** Opening Supplied records block **

PR #877, opened 2018-12-06
Make sure `func_get_args` is assigned to a variable

mitogh:


juanfra:
Let's add a readme entry

PR #880, opened 2018-12-06
Fix/117428 time picker formats

paulmskim:
For ticket: https://central.tri.be/issues/117428


src/modules/elements/time-picker/element.js
```diff
@@ -184,18 +187,18 @@ TimePicker.propTypes = {
 	 * using 24h clock in hh:mm format
 	 * e.g. 00:24, 03:57, 21:12
 	 */
-	current: TribePropTypes.timeFormat.isRequired,
-	min: TribePropTypes.timeFormat,
-	max: TribePropTypes.timeFormat,
-	start: TribePropTypes.timeFormat.isRequired,
+	allDay: PropTypes.bool,
+	current: TribePropTypes.string,
```
mitogh: Question here what's the difference with `PropTypes.string`

src/modules/utils/moment.js
```diff
@@ -13,6 +13,8 @@ import {
 	string,
 } from '@moderntribe/common/utils';
 
+export const TIME_FORMAT = 'h:mm a';
```
mitogh: Can we add a test for this one?

src/modules/elements/time-picker/element.js
paulmskim: We're changing the timepicker component from a time input to a text input. Because the format won't always be a time format, let alone a 24-hour time format, it needs to be a string.

src/modules/utils/moment.js
paulmskim: There is a test for this, see https://github.com/moderntribe/tribe-common/pull/880/files#diff-1af408429616daceb23d7d1da2045fcdR31

src/modules/elements/time-picker/element.js
nealfennimore: Do we have a `TribePropTypes.string` in common? I don't see it in `M18.19`

paulmskim: you're right, this should be `PropTypes.string`

PR #881, opened 2018-12-06
Fix the tooltip taking the full witdh

juanfra:
https://central.tri.be/issues/118883

Before: https://cloudup.com/cy8s1UEXjaJ
After: https://cloudup.com/ciKWaQX_VK6

### DIFF
--- a/src/modules/elements/tooltip/style.pcss
+++ b/src/modules/elements/tooltip/style.pcss
@@ -1,0 +1,14 @@
+.components-tooltip {
+
+	.components-popover__content {
+		white-space: normal;
+		min-width: 350px;
+		max-width: 600px;
+	}
+
+	&:not(.is-mobile) {
+		.components-popover__content {
+			min-width: 350px;
+		}
+	}
+}
--- a/src/modules/elements/tooltip/element.js
+++ b/src/modules/elements/tooltip/element.js
@@ -14,6 +14,7 @@ import { Tooltip as WpTooltip } from '@wordpress/components';
  * Internal dependencies
  */
 import { Button } from '@moderntribe/common/elements';
+import './style.pcss';
 
 class Tooltip extends PureComponent {
 	static defaultProps = {


src/modules/elements/tooltip/style.pcss
```diff
@@ -0,0 +1,14 @@
+.components-tooltip {
```
mitogh: Should this one be namespace to affect only `tribe` items?

juanfra: The div is generated outside the containers

juanfra: As far as I see it's our wrapper for `WpTooltip`

mitogh: Do you think it might be a good idea to attach a class to the wrapper otherwise seems like a good fix for the general tooltip if other components uses it  with long text.

paulmskim: https://github.com/WordPress/gutenberg/tree/master/packages/components/src/tooltip

The way the component is, there is no way to namespace or add a class to the tooltip.

src/modules/elements/tooltip/style.pcss
```diff
@@ -0,0 +1,14 @@
...
+
+	.components-popover__content {
+		white-space: normal;
+		min-width: 350px;
```
paulmskim: Curious why we have a `min-width` here and below. If a user has content that is really short, we'll still have a tooltip that's `350px` wide (and a lot of space).

paulmskim: So my point isn't really to use a different number, my question is rather why we have it.
- if we have short content, a min width will make the width to the min width value, which adds space. This seems suboptimal. 
- if we have long content, the min width doesn't matter. Only the max width does, which we have set.

juanfra: Oh, right. Yeah, I basically used that number because, if not, it's falling back to the number set here https://github.com/moderntribe/tribe-common/blob/f4fb8b981be2c0ed4740ead6a4b270450ac6cc45/src/modules/elements/time-picker/style.pcss#L56 and I'm not sure if that has a specific purpose.

paulmskim: I think that's got another class attached to it, `.tribe-editor__timepicker__dialog`, so I don't think that should affect this tooltip popover, right?

paulmskim: Gotcha. This is an issue with text-based width and absolutely-positioned items. In this case your max-width will never be used then (the width will always be 350px). Anyway, this should be fine.

PR #891, opened 2018-12-12
Add function used to remove innser blocks

mitogh:
- Add utility to remove an inner block
- Refactor and create function to replace content text in a post.
- Update function `is_classic_editor` to support latest version

Ticket: https://central.tri.be/issues/119426

### DIFF
--- a/src/Tribe/Editor.php
+++ b/src/Tribe/Editor.php
@@ -1,4 +1,5 @@
 <?php
+
 /**
  * Initialize Gutenberg editor blocks
  *
@@ -27,10 +28,10 @@ class Tribe__Editor {
 	 */
 	public function should_load_blocks() {
 		return (
-			$this->is_gutenberg_active()
-			|| $this->is_wp_version()
-		)
-		&& $this->is_blocks_editor_active();
+			       $this->is_gutenberg_active()
+			       || $this->is_wp_version()
+		       )
+		       && $this->is_blocks_editor_active();
 	}
 
 	/**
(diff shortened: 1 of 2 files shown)


src/Tribe/Editor/Utils.php
```diff
@@ -41,25 +41,53 @@ public function to_block_name( $name = '' ) {
...
 			'ID'           => $post_id,
-			'post_content' => preg_replace(
-				'/^\s*<!-- ' . $block_name . ' .* \/-->\s*$/gm',
-				'',
-				$content
-			),
-		);
-
-		return wp_update_post( $args );
+			'post_content' => preg_replace( $pattern, $replacement, $content ),
```
ggwicz: Maybe check if preg_replace returns a new version of the `post_content` string **first**, and then `wp_update_post()` if so? So that it only modifies the post's content if the replacement actually runs...

src/Tribe/Editor.php
```diff
@@ -26,11 +27,7 @@ class Tribe__Editor {
 	 * @return bool
 	 */
 	public function should_load_blocks() {
-		return (
-			$this->is_gutenberg_active()
-			|| $this->is_wp_version()
-		)
-		&& $this->is_blocks_editor_active();
+		return ( $this->is_gutenberg_active() || $this->is_wp_version() ) && $this->is_blocks_editor_active();
```
bordoni: Lets move back to multiple lines.

src/Tribe/Editor/Utils.php
bordoni: Agreed on that, so we can check if it finds something matching the patterns first.

src/Tribe/Editor/Utils.php
```diff
@@ -41,25 +41,53 @@ public function to_block_name( $name = '' ) {
...
+	 *
+	 * @since TBD
+	 *
+	 * @param        $post_id
+	 * @param        $pattern
+	 * @param string $replacement The string used to replace the value of the searched block
+	 *
+	 * @return bool
+	 */
+	public function update_post_content( $post_id, $pattern, $replacement = '' ) {
```
bordoni: Also make this Private method, since it should only be accessed by the other method.

src/Tribe/Editor/Utils.php
```diff
@@ -41,25 +41,53 @@ public function to_block_name( $name = '' ) {
 	 *
 	 * @param        $post_id
 	 * @param string $block_name
+	 * @param string $replacement
 	 *
 	 * @return bool
 	 */
-	public function remove_block( $post_id, $block_name = '' ) {
+	public function remove_block( $post_id, $block_name = '', $replacement = '' ) {
+		$patttern = '/^\s*<!-- ' . $block_name . '.*\/-->\s*$/gm';
```
bordoni: Is it case-insensitive?

src/Tribe/Editor/Utils.php
```diff
@@ -41,25 +41,53 @@ public function to_block_name( $name = '' ) {
...
+	 * @since TBD
+	 *
+	 * @param        $post_id
+	 * @param        $block_name The name of the block
+	 * @param string $replacement The string used to replace the value of the searched block
+	 *
+	 * @return bool
+	 */
+	public function remove_inner_blocks( $post_id, $block_name, $replacement = '' ) {
+		$pattern = '/^\s*<!-- ' . $block_name . '.*-->\s.*<!-- \/' . $block_name . ' -->/ms';
```
bordoni: Is it case-insensitive?

src/Tribe/Editor/Utils.php
mitogh: Thanks love that @ggwicz

src/Tribe/Editor/Utils.php
mitogh: I think it might be helpful for an outsider that wants to execute an update on the `post_content` as the only params are: 

- `$post_id`
- `$pattern`
- `$replacement` (optional)

I think `public` makes sense as will provide externals just to call `tribe( 'editor' )->update_post_content( $post_id, $pattern )` to trigger an update on post content. 

Also as does not modifies any of the internals of the class I don't think making `public` is a bad thing as does not exposes any internal variables as it uses `wp_update_post` under the hood to do it 

Let me know what do you think about this.

PR #907, opened 2019-01-05
add registration prompt to localized data

paulmskim:
For ticket: https://central.tri.be/issues/119760

### DIFF
--- a/src/Tribe/Main.php
+++ b/src/Tribe/Main.php
@@ -275,6 +275,7 @@ class Tribe__Main {
 				'today'           => esc_html__( 'Today', 'the-events-calendar' ),
 				'clear'           => esc_html__( 'Clear', 'the-events-calendar' ),
 			),
+			'registration_prompt' => __( 'There is unsaved attendee information. Are you sure you want to continue?', 'event-tickets' ),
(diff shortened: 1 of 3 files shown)


src/Tribe/Main.php
```diff
@@ -275,6 +275,7 @@ public function load_localize_data() {
 				'today'           => esc_html__( 'Today', 'the-events-calendar' ),
 				'clear'           => esc_html__( 'Clear', 'the-events-calendar' ),
 			),
+			'registration_prompt' => __( 'There is unsaved attendee information. Are you sure you want to continue?', 'event-tickets' ),
```
sc0ttkclark: Should be tribe-common and not event-tickets here

sc0ttkclark: Also, I feel like adding this into common needs to be revisited, it might be that we need a filter in common and ET will add `registration_prompt` to the list from it's own side.

paulmskim: There seem to be other text that is translated that use different text domains, not `tribe-common`, so I kept with that. But I totally agree we need to revisit this and see if we can separate these.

** Closing Supplied records block **

[Action item]: Give back exactly the lines above starting at the line where "-14,6 +14,7 @@" appears and ending at the line where "juanfra: As far" appears, both included, with no other lines.

[Exercise response]:
@@ -14,6 +14,7 @@ import { Tooltip as WpTooltip } from '@wordpress/components';
  * Internal dependencies
  */
 import { Button } from '@moderntribe/common/elements';
+import './style.pcss';
 
 class Tooltip extends PureComponent {
 	static defaultProps = {


src/modules/elements/tooltip/style.pcss
```diff
@@ -0,0 +1,14 @@
+.components-tooltip {
```
mitogh: Should this one be namespace to affect only `tribe` items?

juanfra: The div is generated outside the containers

juanfra: As far as I see it's our wrapper for `WpTooltip`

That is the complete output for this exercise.